**Supplied records**
PR #3186, opened 2019-11-13
Strip trailing whitespace and add final newline

serprex:
Our `.editorconfig` directs files to not end with whitespace

First commit is the result of:
```
for f in `find src -iname '*.sql' -o -iname '*.c' -o -iname '*.h' -o -iname '*.py'`;do sed -e 's/[[:space:]]*$//' -i "$f";done
```

Second commit updates expected results of tests


JelteF:
I was talking with @onderkalaci this evening regarding the automatic refactor in this PR: https://github.com/citusdata/citus/pull/3181
He suggested to wait with running it until right after code freeze for 9.1, to not impact merges, but before creating the release, to make backports to the 9.1 release branch easy.

I think the same should be done with this one, because I think it is indeed good to do this change.

JelteF:
Also, I think it makes sense to make this a check in CI as well. And probably apart from not having trailing whitespace also make sure a final newline is part of all files.

JelteF:
@serprex Updated this PR to add a check to CI and and also update all final newlines.

PR #3188, opened 2019-11-14
Plan reference<->local table joins locally

pykello:
To do this, in the planner we check if the command is a SELECT which contains both local tables and reference tables, and if so replace all reference table rtes with the shard table and plan it locally.

In the executor, we make sure that we don't do these joins in transaction blocks because we might do the changes to the reference table over MultiConnections which won't be visible to the locally planned queries. This also saves us from worrying about locking, etc. for now.


src/backend/distributed/executor/multi_executor.c
```diff
@@ -631,3 +648,36 @@ AlterTableConstraintCheck(QueryDesc *queryDesc)
...
+
+	if (plannedStmt->commandType != CMD_SELECT)
+	{
+		return false;
+	}
+
+	foreach(oidCell, plannedStmt->relationOids)
+	{
+		Oid relationId = lfirst_oid(oidCell);
+		if (RelationIsAKnownShard(relationId))
```
pykello: No need to check if this is a reference table or not here. We wouldn't get here for non-reference distributed tables.

src/backend/distributed/planner/distributed_planner.c
```diff
@@ -238,10 +256,31 @@ distributed_planner(Query *parse, int cursorOptions, ParamListInfo boundParams)
 						errhint("Consider using PL/pgSQL functions instead.")));
 	}
 
+	if (localReferenceTableJoin)
+	{
+		/* See comments for IsLocalReferenceTableJoinPlan */
+		result->utilityStmt = (Node *) parse;
```
pykello: This is pretty hacky and ugly way to do this, alternatives are (1) using CustomScan nodes (2) checking the parse tree in the executor again. 1 might be a bit more complicated to implement, 2 might slow down all of the worker queries quite a bit. This is a temporary solution and we will remove this after fixing the limitations of local execution. Let's chat about this more tomorrow.

marcocitus:
This doesn't work correctly for `WITH ins AS (INSERT INTO ref VALUES (1,2) RETURNING *) SELECT * FROM ins, local;`

src/backend/distributed/executor/multi_executor.c
```diff
@@ -70,6 +73,22 @@ CitusExecutorStart(QueryDesc *queryDesc, int eflags)
 {
 	PlannedStmt *plannedStmt = queryDesc->plannedstmt;
 
+	if (CitusHasBeenLoaded())
+	{
+		bool hasReferenceTableReplica = false;
+
+		PrimaryNodeForGroup(GetLocalGroupId(), &hasReferenceTableReplica);
```
marcocitus: This is clever, but really needs a comment.

pykello:
> WITH ins AS (INSERT INTO ref VALUES (1,2) RETURNING *) SELECT * FROM ins, local;

Fixed.

src/include/distributed/multi_logical_planner.h
```diff
@@ -213,7 +213,6 @@ extern List * TableEntryList(List *rangeTableList);
 extern List * UsedTableEntryList(Query *query);
 extern List * pull_var_clause_default(Node *node);
 extern bool OperatorImplementsEquality(Oid opno);
-extern bool FindNodeCheck(Node *node, bool (*check)(Node *));
```
pykello: there were two of these in the same file.

src/backend/distributed/executor/multi_executor.c
```diff
@@ -70,6 +73,28 @@ CitusExecutorStart(QueryDesc *queryDesc, int eflags)
...
+		 * All groups that have pg_dist_node entries, also have reference
+		 * table replicas.
+		 */
+		PrimaryNodeForGroup(GetLocalGroupId(), &hasReferenceTableReplica);
+
+		if (IsCoordinator() &&
+			hasReferenceTableReplica &&
+			IsLocalReferenceTableJoinPlan(plannedStmt))
+		{
+			if (IsMultiStatementTransaction())
```
marcocitus: maybe merge into above

src/backend/distributed/planner/distributed_planner.c
```diff
@@ -118,7 +122,25 @@ distributed_planner(Query *parse, int cursorOptions, ParamListInfo boundParams)
...
+		 * table replicas.
+		 */
+		PrimaryNodeForGroup(GetLocalGroupId(), &hasReferenceTableReplica);
+
+		if (IsCoordinator() &&
+			hasReferenceTableReplica &&
+			IsLocalReferenceTableJoin(parse, rangeTableList))
+		{
+			needsDistributedPlanning = false;
+			UpdateReferenceTablesWithShard((Node *) parse, NULL);
```
marcocitus: would appreciate a comment here

src/backend/distributed/planner/distributed_planner.c
```diff
@@ -118,7 +122,25 @@ distributed_planner(Query *parse, int cursorOptions, ParamListInfo boundParams)
...
+
+		/*
+		 * All groups that have pg_dist_node entries, also have reference
+		 * table replicas.
+		 */
+		PrimaryNodeForGroup(GetLocalGroupId(), &hasReferenceTableReplica);
+
+		if (IsCoordinator() &&
+			hasReferenceTableReplica &&
+			IsLocalReferenceTableJoin(parse, rangeTableList))
```
marcocitus: Maybe we can put these checks in a function?

pykello: done

src/backend/distributed/planner/distributed_planner.c
pykello: done

src/backend/distributed/executor/multi_executor.c
pykello: done

src/backend/distributed/planner/distributed_planner.c
```diff
@@ -1770,3 +1787,172 @@ HasUnresolvedExternParamsWalker(Node *expression, ParamListInfo boundParams)
...
+	return hasLocalTable && hasReferenceTable;
+}
+
+
+/*
+ * QueryIsNotSimpleSelect returns true if node is a query which modifies or
+ * marks for modifications.
+ */
+static bool
+QueryIsNotSimpleSelect(Node *node)
```
onderkalaci: what about modifying CTEs?

pykello: Modifying CTEs contain queries which are not-select. In `IsLocalReferenceTableJoin` we recursively search for those by using `FindNodeCheck`.

PR #3191, opened 2019-11-14
Improve support for RECORD

serprex:
Copied bless logic from router planner

Support/tests for `RECORD[]` would be a different PR


src/backend/distributed/planner/multi_logical_optimizer.c
```diff
@@ -1412,6 +1412,11 @@ MasterExtendedOpNode(MultiExtendedOp *originalOpNode,
 			column->varoattno = walkerContext->columnId;
 			walkerContext->columnId++;
 
+			if (column->vartype == RECORDOID)
```
serprex: Should check if we're sometimes having redundant entry into this logic (ie having called `BlessRecordExpression` already earlier in planning), perhaps add a check to skip blessing when vartypmod already set

serprex: At least within the test suite the two blessing paths are mutually exclusive

PR #3195, opened 2019-11-15
Make distributed object dependency logic follow upto extensions

onderkalaci:
With this commit, we're slightly changing the dependency traversal
logic to enable extension propagation.

The main idea is to "follow" the extension dependencies, but do not
"apply" them.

**Prompt**
Every record in the listing above should be reproduced exactly.

**Task output**
PR #3186, opened 2019-11-13
Strip trailing whitespace and add final newline

serprex:
Our `.editorconfig` directs files to not end with whitespace

First commit is the result of:
```
for f in `find src -iname '*.sql' -o -iname '*.c' -o -iname '*.h' -o -iname '*.py'`;do sed -e 's/[[:space:]]*$//' -i "$f";done
```

Second commit updates expected results of tests


JelteF:
I was talking with @onderkalaci this evening regarding the automatic refactor in this PR: https://github.com/citusdata/citus/pull/3181
He suggested to wait with running it until right after code freeze for 9.1, to not impact merges, but before creating the release, to make backports to the 9.1 release branch easy.

I think the same should be done with this one, because I think it is indeed good to do this change.

JelteF:
Also, I think it makes sense to make this a check in CI as well. And probably apart from not having trailing whitespace also make sure a final newline is part of all files.

JelteF:
@serprex Updated this PR to add a check to CI and and also update all final newlines.

PR #3188, opened 2019-11-14
Plan reference<->local table joins locally

pykello:
To do this, in the planner we check if the command is a SELECT which contains both local tables and reference tables, and if so replace all reference table rtes with the shard table and plan it locally.

In the executor, we make sure that we don't do these joins in transaction blocks because we might do the changes to the reference table over MultiConnections which won't be visible to the locally planned queries. This also saves us from worrying about locking, etc. for now.


src/backend/distributed/executor/multi_executor.c
```diff
@@ -631,3 +648,36 @@ AlterTableConstraintCheck(QueryDesc *queryDesc)
...
+
+	if (plannedStmt->commandType != CMD_SELECT)
+	{
+		return false;
+	}
+
+	foreach(oidCell, plannedStmt->relationOids)
+	{
+		Oid relationId = lfirst_oid(oidCell);
+		if (RelationIsAKnownShard(relationId))
```
pykello: No need to check if this is a reference table or not here. We wouldn't get here for non-reference distributed tables.

src/backend/distributed/planner/distributed_planner.c
```diff
@@ -238,10 +256,31 @@ distributed_planner(Query *parse, int cursorOptions, ParamListInfo boundParams)
 						errhint("Consider using PL/pgSQL functions instead.")));
 	}
 
+	if (localReferenceTableJoin)
+	{
+		/* See comments for IsLocalReferenceTableJoinPlan */
+		result->utilityStmt = (Node *) parse;
```
pykello: This is pretty hacky and ugly way to do this, alternatives are (1) using CustomScan nodes (2) checking the parse tree in the executor again. 1 might be a bit more complicated to implement, 2 might slow down all of the worker queries quite a bit. This is a temporary solution and we will remove this after fixing the limitations of local execution. Let's chat about this more tomorrow.

marcocitus:
This doesn't work correctly for `WITH ins AS (INSERT INTO ref VALUES (1,2) RETURNING *) SELECT * FROM ins, local;`

src/backend/distributed/executor/multi_executor.c
```diff
@@ -70,6 +73,22 @@ CitusExecutorStart(QueryDesc *queryDesc, int eflags)
 {
 	PlannedStmt *plannedStmt = queryDesc->plannedstmt;
 
+	if (CitusHasBeenLoaded())
+	{
+		bool hasReferenceTableReplica = false;
+
+		PrimaryNodeForGroup(GetLocalGroupId(), &hasReferenceTableReplica);
```
marcocitus: This is clever, but really needs a comment.

pykello:
> WITH ins AS (INSERT INTO ref VALUES (1,2) RETURNING *) SELECT * FROM ins, local;

Fixed.

src/include/distributed/multi_logical_planner.h
```diff
@@ -213,7 +213,6 @@ extern List * TableEntryList(List *rangeTableList);
 extern List * UsedTableEntryList(Query *query);
 extern List * pull_var_clause_default(Node *node);
 extern bool OperatorImplementsEquality(Oid opno);
-extern bool FindNodeCheck(Node *node, bool (*check)(Node *));
```
pykello: there were two of these in the same file.

src/backend/distributed/executor/multi_executor.c
```diff
@@ -70,6 +73,28 @@ CitusExecutorStart(QueryDesc *queryDesc, int eflags)
...
+		 * All groups that have pg_dist_node entries, also have reference
+		 * table replicas.
+		 */
+		PrimaryNodeForGroup(GetLocalGroupId(), &hasReferenceTableReplica);
+
+		if (IsCoordinator() &&
+			hasReferenceTableReplica &&
+			IsLocalReferenceTableJoinPlan(plannedStmt))
+		{
+			if (IsMultiStatementTransaction())
```
marcocitus: maybe merge into above

src/backend/distributed/planner/distributed_planner.c
```diff
@@ -118,7 +122,25 @@ distributed_planner(Query *parse, int cursorOptions, ParamListInfo boundParams)
...
+		 * table replicas.
+		 */
+		PrimaryNodeForGroup(GetLocalGroupId(), &hasReferenceTableReplica);
+
+		if (IsCoordinator() &&
+			hasReferenceTableReplica &&
+			IsLocalReferenceTableJoin(parse, rangeTableList))
+		{
+			needsDistributedPlanning = false;
+			UpdateReferenceTablesWithShard((Node *) parse, NULL);
```
marcocitus: would appreciate a comment here

src/backend/distributed/planner/distributed_planner.c
```diff
@@ -118,7 +122,25 @@ distributed_planner(Query *parse, int cursorOptions, ParamListInfo boundParams)
...
+
+		/*
+		 * All groups that have pg_dist_node entries, also have reference
+		 * table replicas.
+		 */
+		PrimaryNodeForGroup(GetLocalGroupId(), &hasReferenceTableReplica);
+
+		if (IsCoordinator() &&
+			hasReferenceTableReplica &&
+			IsLocalReferenceTableJoin(parse, rangeTableList))
```
marcocitus: Maybe we can put these checks in a function?

pykello: done

src/backend/distributed/planner/distributed_planner.c
pykello: done

src/backend/distributed/executor/multi_executor.c
pykello: done

src/backend/distributed/planner/distributed_planner.c
```diff
@@ -1770,3 +1787,172 @@ HasUnresolvedExternParamsWalker(Node *expression, ParamListInfo boundParams)
...
+	return hasLocalTable && hasReferenceTable;
+}
+
+
+/*
+ * QueryIsNotSimpleSelect returns true if node is a query which modifies or
+ * marks for modifications.
+ */
+static bool
+QueryIsNotSimpleSelect(Node *node)
```
onderkalaci: what about modifying CTEs?

pykello: Modifying CTEs contain queries which are not-select. In `IsLocalReferenceTableJoin` we recursively search for those by using `FindNodeCheck`.

PR #3191, opened 2019-11-14
Improve support for RECORD

serprex:
Copied bless logic from router planner

Support/tests for `RECORD[]` would be a different PR


src/backend/distributed/planner/multi_logical_optimizer.c
```diff
@@ -1412,6 +1412,11 @@ MasterExtendedOpNode(MultiExtendedOp *originalOpNode,
 			column->varoattno = walkerContext->columnId;
 			walkerContext->columnId++;
 
+			if (column->vartype == RECORDOID)
```
serprex: Should check if we're sometimes having redundant entry into this logic (ie having called `BlessRecordExpression` already earlier in planning), perhaps add a check to skip blessing when vartypmod already set

serprex: At least within the test suite the two blessing paths are mutually exclusive

PR #3195, opened 2019-11-15
Make distributed object dependency logic follow upto extensions

onderkalaci:
With this commit, we're slightly changing the dependency traversal
logic to enable extension propagation.

The main idea is to "follow" the extension dependencies, but do not
"apply" them.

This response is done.